A few weeks ago I was browsing twitch for KH3 streams and was trying to find one in English (for some reason if you’re trying to find folks playing older games it’s common to find it in other languages), and the person had the language as “ASL/ENG.” I wasn’t sure what “ASL” meant until I started watching. It turned out the streamer playing the game was deaf. After watching a bit I checked out their profile and saw instructions for setting up captions for your stream. I had never thought about that before.

I started looking into captions and saw that twitch supports closed captions, but couldn’t find a stream that actually embedded captions in it. I also found out that OBS on Windows includes a feature for generating captions using the Windows Speech Recognizer.

It got me thinking… If OBS can capture your PC’s audio and stream it to twitch, why can’t I capture your PC’s audio, and send it to the speech recognizer? The APIs support file/audio streams… someone just needs to hook it up.

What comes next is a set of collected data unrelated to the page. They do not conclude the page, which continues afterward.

PR #8541, opened 2026-03-21
fix(build): add .js extensions to declaration file imports

marclave:
## Problem

Declaration files generated by `vue-tsc` were missing file extensions in relative imports. This caused TypeScript errors for consumers using `moduleResolution: "node16"` or `"nodenext"`:

```
error TS2834: Relative import paths need explicit file extensions in ECMAScript imports when '--moduleResolution' is 'node16' or 'nodenext'. Consider adding an extension to the import path.
```

This issue blocked Node.js ESM module resolution for consumers of Scalar packages.

## Solution

Added `ts-add-js-extension` to the build process for all Vue packages. This tool runs after `vue-tsc` (and `tsc-alias` where applicable) to add `.js` extensions to all relative imports in declaration files.

**Packages updated:**
- `@scalar/agent-chat`
- `@scalar/api-client`
- `@scalar/api-client-react`
- `@scalar/api-reference`
- `@scalar/api-reference-react`
- `@scalar/components`
- `@scalar/draggable`
- `@scalar/icons`
- `@scalar/openapi-to-markdown`
- `@scalar/pre-post-request-scripts`
- `@scalar/react-renderer`
- `@scalar/sidebar`
- `@scalar/themes`
- `@scalar/use-toasts`

**Additional fixes:**
- Fixed source files in `@scalar/sidebar` and `@scalar/oas-utils` that were using `.ts` extensions in type-only imports

## Validation

- Built all packages with `pnpm build:packages`
- Verified declaration files have proper `.js` extensions using `rg "from ['\"]\\./" packages/*/dist --glob "**/*.d.ts" | rg -v '\.(js|vue)'`
- Passed `pnpm types:check`
- Passed `pnpm lint:check`
- Passed `pnpm format:check`

## Checklist

- [x] I explained why the change is needed.
- [x] I added a changeset.
- [ ] I added tests.
- [ ] I updated the documentation.

[Slack Thread](https://apidocumentation.slack.com/archives/C07SWER07G9/p1774055610799499?thread_ts=1774055610.799499&cid=C07SWER07G9)

[...]

PR #9796, opened 2026-07-30
fix(fastify-api-reference): emit .js extensions in declaration files

### LINKED ISSUE #9795: fastify-api-reference: .d.ts lost .js extensions in 1.62.1, breaking moduleResolution nodenext (regression of #4523)
### What happens?

Since `1.62.1`, the declaration files published by `@scalar/fastify-api-reference` use **extensionless relative re-exports**, which ESM resolution rejects under `moduleResolution: node16`/`nodenext`:

```ts
// node_modules/@scalar/fastify-api-reference/dist/index.d.ts
export { default } from './fastifyApiReference';   // ❌ needs ./fastifyApiReference.js
export type { … } from './types';                  // ❌ needs ./types.js

// dist/fastifyApiReference.d.ts
import type { FastifyApiReferenceOptions } from './types';  // ❌
```

The package is `"type": "module"`, so these need explicit extensions. With `skipLibCheck: false`:

```
node_modules/@scalar/fastify-api-reference/dist/index.d.ts(1,25): error TS2834:
  Relative import paths need explicit file extensions in ECMAScript imports when
  '--moduleResolution' is 'node16' or 'nodenext'.
node_modules/@scalar/fastify-api-reference/dist/index.d.ts(2,110): error TS2834: …
```

This is a **regression** — it was reported as #4523 and fixed by #4528 in Feb 2025. I bisected the published tarballs (`dist/index.d.ts`, first line):

| version | emitted specifier | |
|---|---|---|
| 1.25.116 | `'./fastifyApiReference.ts'` | (the #4528 fix) |
| 1.31.0 – **1.62.0** | `'./fastifyApiReference.js'` | ✅ |
| **1.62.1** – 1.63.0 | `'./fastifyApiReference'` | ❌ |

**Last good: `1.62.0` (2026-06-26). First bad: `1.62.1` (2026-06-30).** Latest (`1.63.0`) is still affected.

`1.62.1` is #9539, which replaced `tsc + copy:standalone` with a Vite/Rolldown lib build so the standalone script is inlined (a good fix for a real bug — not disputing the change). The side effect looks like the declaration emit moving to `vite-plugin-dts`, where the previous `tsc-alias` step was what appended `.js`. Contrast a sibling package with the identical `exports` shape, which still emits correctly:

```ts
// @scalar/client-side-rendering@0.3.2/dist/index.d.ts
export { … } from './html-rendering.js'   // ✅
```

Worth noting why CI didn't catch it: #9539's checks (`types:check`, Biome, knip, package tests) all run inside the monorepo under `moduleResolution: bundler`, which tolerates extensionless specifiers. The failure is only observable from a consumer using `node16`/`nodenext`.

**Why it bites even with `skipLibCheck: true`** (the common case, so this is easy to miss): `skipLibCheck` hides the TS2834 diagnostic but does not repair resolution, so the default export degrades to an error type in consumer code. `tsc` then has nothing to say about passing an error/`any` value into a typed parameter — but type-aware linting does:

```ts
import scalarApiReference from '@scalar/fastify-api-reference';

// typescript-eslint / oxlint: no-unsafe-argument
//   "Unsafe argument of type error typed assigned to a parameter of type
//    FastifyPluginCallback<…>"
app.register(scalarApiReference, { routePrefix: '/docs', configuration: { url: '/openapi.json' } });
```

So consumers silently lose all types for the plugin, and anyone running type-aware lint rules gets a hard failure they can only suppress. Runtime is unaffected — #9539's actual goal works fine; this is type-only.

### Reproduction

```bash
npm i @scalar/fastify-api-reference@1.63.0 fastify typescript
# tsconfig: { "module": "NodeNext", "moduleResolution": "NodeNext", "skipLibCheck": false }
npx tsc --noEmit    # → TS2834 in dist/index.d.ts

# and the last good release, for contrast:
npm i @scalar/fastify-api-reference@1.62.0 && npx tsc --noEmit   # clean
```

`dist/**/*.d.ts` to emit relative specifiers with explicit `.js` extensions, as `1.62.0` and earlier did, so the package's types resolve under `moduleResolution: node16`/`nodenext`.

Two suggestions:

1. Restore `.js` extensions in the declaration output of the Vite build path (`vite-plugin-dts` can be configured to do this, or re-apply the `tsc-alias` step to the emitted `.d.ts`). #8541 proposed a repo-wide version of this and was closed with *"there's a better approach for sure"* — happy to send a PR scoped to `integrations/fastify` only if you'd prefer that shape. Same class of bug was also just fixed for `@scalar/openapi-types` in #9733.
2. Add a regression guard: a tiny consumer fixture that type-checks against the built package under `moduleResolution: nodenext`. Without one this has now shipped twice (#4523, and again here), and in-repo `bundler` resolution structurally cannot catch it.

Related: #4523, #4528, #5859, #8541, #9733.

### OpenAPI Document

N/A — build/type-level issue, independent of the OpenAPI document.

MRocholl:
## Problem

Since `1.62.1`, the published declaration files re-export relative modules without a file extension:

```ts
// dist/index.d.ts
export { default } from './fastifyApiReference';   // ❌
export type { … } from './types';                  // ❌
```

The package is `"type": "module"`, so ESM resolution rejects these under `moduleResolution: node16`/`nodenext` with TS2834. The practical damage is quiet: `skipLibCheck: true` (the common default) hides the diagnostic but does **not** repair resolution, so the default export degrades to an error/`any` type in consumer code. `tsc` has no complaint about passing `any` into a typed parameter — but type-aware lint rules do, and consumers lose all types for the plugin:

```
typescript-eslint / oxlint  no-unsafe-argument
  Unsafe argument of type error typed assigned to a parameter of type FastifyPluginCallback<…>
```

Runtime is unaffected — this is type-only.

Reported as #9795. Previously reported as #4523 and fixed by #4528; the same class of bug was just fixed for `@scalar/openapi-types` in #9733.

## Root cause

`tsc` copies relative specifiers into the emitted `.d.ts` verbatim, so extensionless source imports produce extensionless declarations. `tsc-alias --resolveFullPaths` used to paper over that — but **it only appends `.js` when the target file exists in `outDir`**.

#9539 (a good fix for a real bug — bundling the standalone script so consumers can bundle their app) changed the build to `vite build` + `emitDeclarationOnly: true`. That collapsed the output to a single `dist/index.js`, so the per-module files `tsc-alias` looked for no longer exist and the specifiers stay bare:

| | `dist/*.js` shipped | emitted specifier |
|---|---|---|
| 1.62.0 | `index.js`, `fastifyApiReference.js`, `types.js`, `utils/getJavaScriptFile.js` | `'./fastifyApiReference.js'` ✅ |
| 1.62.1 – 1.63.0 | `index.js` only | `'./fastifyApiReference'` ❌ |

I verified this mechanism in isolation with your exact `tsconfig` + `tsc-alias@1.8.10` pipeline: flipping `emitDeclarationOnly` alone flips the emitted specifier, with the source unchanged.

## Solution

Carry the extensions in source. `tsc` then emits correct declarations regardless of how the bundle is produced — no post-processing step to keep in sync, and nothing added to the toolchain. `moduleResolution: Bundler` resolves `./types.js` → `./types.ts` fine, as does Vite, so the source and the bundling are unaffected.

This is deliberately narrower than #8541, which proposed a repo-wide `ts-add-js-extension` step and was closed with *"there's a better approach for sure"* — scoped to `integrations/fastify` and dependency-free. Happy to reshape it if you'd prefer a different approach.

Added `src/moduleSpecifiers.test.ts` as the regression guard: it asserts every relative specifier in published source carries an extension. This has now shipped broken twice (#4523, and again here) precisely because in-repo checks run under `moduleResolution: Bundler`, which tolerates extensionless specifiers — the failure is only observable from a consumer on `node16`/`nodenext`, so a source-level guard is the cheapest thing that actually holds.

## Verification

Ran in this repo, `pnpm --filter "@scalar/fastify-api-reference..." build`:

```
dist/index.d.ts:               export { default } from './fastifyApiReference.js'  ✅
                               export type { … } from './types.js'                 ✅
dist/fastifyApiReference.d.ts: import type { … } from './types.js'                 ✅
dist/index.js                  3,772,905 bytes  (standalone still inlined ✅)
```

- `pnpm --filter @scalar/fastify-api-reference test` → **50 passed** (46 existing + 4 new)
- `types:check` (`tsgo --noEmit`) clean
- Biome `check` clean on all changed files
- `tsc --moduleResolution nodenext --skipLibCheck false` over the built `dist/index.d.ts` → **0 TS2834**; reverting just the extensions in that emitted file reproduces the original error at the exact same coordinates (`index.d.ts(1,25)`, `(2,110)`)
- Confirmed the new test fails if the extensions are dropped again

## Ticket

Closes #9795


hanspagel (changes requested):
gna! good catch.
I think we had another way to solve this without touching the source files though

MRocholl:
Let me know if you want me to change anything.

MRocholl:
Hey Hans! I think the other way was #4528, which used `tsc-alias --resolveFullPaths`. That flag only adds `.js` when the file exists in `outDir`, and since #9539 the build emits a single `dist/index.js` — so there's nothing left for it to find. I can't see a way to bring it back without giving up the bundling.

There is a source-free option already in the repo though: `integrations/nextjs` builds types with `dts({ insertTypesEntry: true, rollupTypes: true })`. Same thing here would roll everything into one `dist/index.d.ts` with no relative imports at all, so the problem can't come back. Build script gets shorter too:

```diff
- "build": "pnpm types:check && vite build && tsc -p tsconfig.build.json && tsc-alias -p tsconfig.build.json"
+ "build": "pnpm types:check && vite build"
```

One downside: the test I added checks the source specifiers, so it wouldn't make sense anymore — it would have to become a post-build check on `dist/index.d.ts`. Since this has broken twice now I'd like to keep some kind of guard.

It turns out after doing so, the Windows Speech Recognizer isn’t good at dealing with background noise, and really needs the person to be speaking clearly and… dare I say it… “professionally.” The recommendation from the Speech Recognizer itself is to speak as if you were a news broadcaster (which surprisingly we saw best results when testing on news streams).

Here’s a video demo:

I’m not too familiar with working with audio, but I’m wondering if there’s ways to filter out the noise (vocal frequencies are within a specific range for example). And what other transforms we can do in real-time to improve the recognition.